We propose MoE-F -- a formalised mechanism for combining $N$ pre-trained
expert Large Language Models (LLMs) in online time-series prediction tasks by
adaptively forecasting the best weighting of LLM predictions at every time
step. Our mechanism leverages the conditional information in each expert's
running performance to forecast the best combination of LLMs for predicting the
time series in its next step. Diverging from static (learned) Mixture of
Experts (MoE) methods, MoE-F employs time-adaptive stochastic filtering
techniques to combine experts. By framing the expert selection problem as a
finite state-space, continuous-time Hidden Markov model (HMM), we can leverage
the Wohman-Shiryaev filter. Our approach first constructs $N$ parallel filters
corresponding to each of the $N$ individual LLMs. Each filter proposes its best
combination of LLMs, given the information that they have access to.

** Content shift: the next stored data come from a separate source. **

PR #1859, opened 2022-03-22
Implement the build task

chmeliik:
CLOUDBLD-8136

In the build task, acquire a slot on a remote host. Make sure to unlock
this slot after the build ends.

Run an actual build on the acquired remote host.

...and more fixes, see individual commits

### DIFF
--- a/atomic_reactor/tasks/binary_container_build.py
+++ b/atomic_reactor/tasks/binary_container_build.py
@@ -73,7 +73,9 @@ class BinaryBuildTask(Task[BinaryBuildTaskParams]):
                 logger.info, "Dockerfile used for build:\n%s", build_dir.dockerfile_path.read_text()
             )
 
-            output_lines = self.build_container(
+            podman_remote = PodmanRemote()
+
+            output_lines = podman_remote.build_container(
                 build_dir=build_dir,
                 build_args=data.buildargs,
                 dest_tag=dest_tag,
@@ -82,7 +84,11 @@ class BinaryBuildTask(Task[BinaryBuildTaskParams]):
                 logger.info(line.rstrip())
 
             logger.info("Build finished succesfully! Pushing image to %s", dest_tag)
-            self.push_container(dest_tag, registry_config=config.registry)
+            podman_remote.push_container(dest_tag, registry_config=config.registry)
+
+
+class PodmanRemote:
+    """Wrapper for running podman --remote commands on a remote host."""
 
     def build_container(
         self,
--- a/atomic_reactor/tasks/binary_container_build.py
+++ b/atomic_reactor/tasks/binary_container_build.py
@@ -11,7 +11,7 @@ import logging
 import shutil
 import subprocess
 from dataclasses import dataclass
-from typing import Any, Dict, Iterator, List, Optional
+from typing import Dict, Iterator, List, Optional
 
 from osbs.utils import ImageName
 
@@ -79,7 +79,9 @@ class BinaryBuildTask(Task[BinaryBuildTaskParams]):
             remote_resource = self.acquire_remote_resource(config.remote_hosts)
             defer.callback(remote_resource.unlock)
 
-            podman_remote = PodmanRemote.setup_for(remote_resource)
+            podman_remote = PodmanRemote.setup_for(
+                remote_resource, registries_authfile=config.registry.get("secret")
+            )
 
             output_lines = podman_remote.build_container(
                 build_dir=build_dir,
@@ -90,7 +92,7 @@ class BinaryBuildTask(Task[BinaryBuildTaskParams]):
                 logger.info(line.rstrip())
 
             logger.info("Build finished succesfully! Pushing image to %s", dest_tag)
-            podman_remote.push_container(dest_tag, registry_config=config.registry)
+            podman_remote.push_container(dest_tag, insecure=config.registry.get("insecure", False))
 
     def acquire_remote_resource(self, remote_hosts_config: dict) -> remote_host.LockedResource:
         """Lock a build slot on a remote host."""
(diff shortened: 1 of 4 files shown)


chmeliik:
For the last commit: it is not the right solution by any means, but it does work for our use cases so I'm thinking we could merge it and address it later.

The right solution might be to pull all base images before starting the build and pass the correct --authfile and --tls-verify to each pull command. Or maybe not, because then builds could end up using the base images pulled by other builds (race cnoditions). Probably not a problem because we pin to digest, but still.

Another solution could be to change the way we do configuration, so that all the registries *have to* share a single authfile. And --tls-verify could be all or nothing - nothing is insecure or everything is insecure.

atomic_reactor/tasks/binary_container_build.py
```diff
@@ -98,7 +178,23 @@ def build_container(
...
         and stderr of the build process as they become available.
         """
-        build_cmd = ["/bin/sh", "-c", "for i in 1 2 3; do echo output $i; sleep 0.1; done"]
+        cli_buildargs = [f"--build-arg={key}={value}" for key, value in build_args.items()]
+        build_cmd = [
+            *self._podman_remote_cmd,
+            "build",
+            f"--tag={dest_tag}",
+            str(build_dir.path),
+            "--memory-swap=0",  # TBD: why is this important?
```
chmeliik, line 187: @lkolacek @MartinBasti I found this in design, but I'm not actually share what it does or why we want it

atomic_reactor/tasks/binary_container_build.py
```diff
@@ -86,9 +92,68 @@ def execute(self) -> None:
...
+    def __init__(self, connection_name: str):
+        """Initialize a PodmanRemote instance.
+
+        :param connection_name: the name of an existing podman-remote connection
+        """
+        self._connection_name = connection_name
+
+    @property
+    def _podman_remote_cmd(self) -> List[str]:
+        return [which_podman(), "--remote", f"--connection={self._connection_name}"]
```
rcerven, line 137: --remote is just for podman binary, podman-remote doesn't have it anymore as it is remote by default

atomic_reactor/tasks/binary_container_build.py
```diff
@@ -86,9 +92,68 @@ def execute(self) -> None:
...
+
+    @classmethod
+    def setup_for(cls, host: remote_host.RemoteHost):
+        """Set up a connection for the specified remote host and return a PodmanRemote instance."""
+        connection_name = host.hostname
```
rcerven, line 142: can we rather use pipeline run name for connection name?

atomic_reactor/tasks/binary_container_build.py
```diff
@@ -107,7 +172,19 @@ def build_container(
...
+        cli_buildargs = [f"--build-arg={key}={value}" for key, value in build_args.items()]
+        build_cmd = [
+            *self._podman_remote_cmd,
+            "build",
+            f"--tag={dest_tag}",
+            str(build_dir.path),
+            "--memory-swap=0",  # TBD: why is this important?
+            "--no-cache",  # make sure the build uses a clean environment
+            "--pull-always",  # as above
+            # TBD: --authfile? --tls-verify?
```
rcerven: we don't need auth for pulling, that should be covered by proxies

atomic_reactor/tasks/binary_container_build.py
chmeliik: Podman-remote does have `--remote`. You're right that --remote is default for podman-remote, but IMO it doesn't hurt to pass it anyway for simplicity and consistency

atomic_reactor/tasks/binary_container_build.py
chmeliik: updated

tkdchen (approved):

atomic_reactor/tasks/binary_container_build.py
lkolacek: I haven't found --remote option for podman-remote but those docs I checked might be outdated. I can't install it on my system to properly check.

atomic_reactor/tasks/binary_container_build.py
```diff
@@ -182,10 +193,14 @@ def build_container(
             "--memory-swap=0",  # TBD: why is this important?
             "--no-cache",  # make sure the build uses a clean environment
             "--pull-always",  # as above
-            # TBD: --authfile? --tls-verify?
             "--squash",
             *cli_buildargs,
         ]
+        if self._registries_authfile:
+            # TBD: this only works if the OSBS deployment uses a single registry secret
+            # TBD: we also can't properly handle "insecure" config for pull registries
```
lkolacek, line 201: I don't see an issue with using 1 single .dockerconfigjson with all secrets. I believe for all supported registries in OSBS we should have an entry in there or do I miss some other valid scenario?

yeah, I haven't thought about handling insecure configs. Is it a blocker now?

atomic_reactor/tasks/binary_container_build.py
lkolacek: since we cannot use --memory limits now it's useless and can be dropped.

lkolacek:
PR looks good to me. :+1: Thanks @chmeliik !

atomic_reactor/tasks/binary_container_build.py
chmeliik: Ack, will remove

atomic_reactor/tasks/binary_container_build.py
chmeliik: Definitely not a blocker, just something to address in the future :)

Same for the .dockerconfigjson - in our configmap, we happen to use the same one for all the registries. But nothing stops an OSBS admin from using two or more different dockerconfigs.

Both problems are non-blockers for the initial implementation IMO

atomic_reactor/tasks/binary_container_build.py
chmeliik: Yeah, it's not in --help but it does work (I ran the task locally, built an actual container on a remote host and pushed it, all with podman-remote --remote)

chmeliik:
Rebased on master and removed the useless --memory-swap option

atomic_reactor/tasks/binary_container_build.py
rcerven: yeah I've filed different story for those multiple possible secrets for registries and to get rid of that

rcerven (approved):

lkolacek (approved):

Subsequently, the $N$ filter outputs are aggregated to optimize a lower bound
for the loss of the aggregated LLMs, which can be optimized in closed-form,
thus generating our ensemble predictor. Our contributions here are: (I) the
MoE-F algorithm -- deployable as a plug-and-play filtering harness, (II)
theoretical optimality guarantees of the proposed filtering-based gating
algorithm, and (III) empirical evaluation and ablative results using state of
the art foundational and MoE LLMs on a real-world Financial Market Movement
task where MoE-F attains a remarkable 17% absolute and 48.5% relative F1
measure improvement over the next best performing individual LLM expert.

提出了 MoE-F 机制，用于在在线时间序列预测任务中结合 N 个预训练的大型语言模型 (LLMs)，通过自适应性地预测在每个时间步骤中 LLMs 预测的最佳加权。通过利用每个专家的运行表现中的条件信息，我们的机制可以预测最佳的 LLMs 组合以预测时间序列的下一个步骤。通过将专家选择问题构建为有限状态空间、连续时间的隐马尔可夫模型 (HMM)，我们可以利用 Wohman-Shiryaev 滤波器。我们的方法首先构建了 N 个并行滤波器，分别对应于 N 个单独的 LLMs。每个滤波器根据其拥有的信息提出其最佳的 LLMs 组合。随后，将 N 个滤波器的输出聚合以优化聚合 LLMs 的损失下界，可以通过闭合形式进行优化，从而生成我们的集成预测器。本文贡献包括：(I) MoE-F 算法 - 可作为即插即用的滤波器框架使用；(II) 提出的基于滤波的门控算法的理论最优性保证；(III) 使用最先进的基础和 MoE LLMs 在真实世界的金融市场动态预测任务上进行的实证评估和分析结果，其中 MoE-F 相对于表现最好的单个 LLM 专家获得了显著的 17% 的绝对值和 48.5% 的相对 F1 度量改进。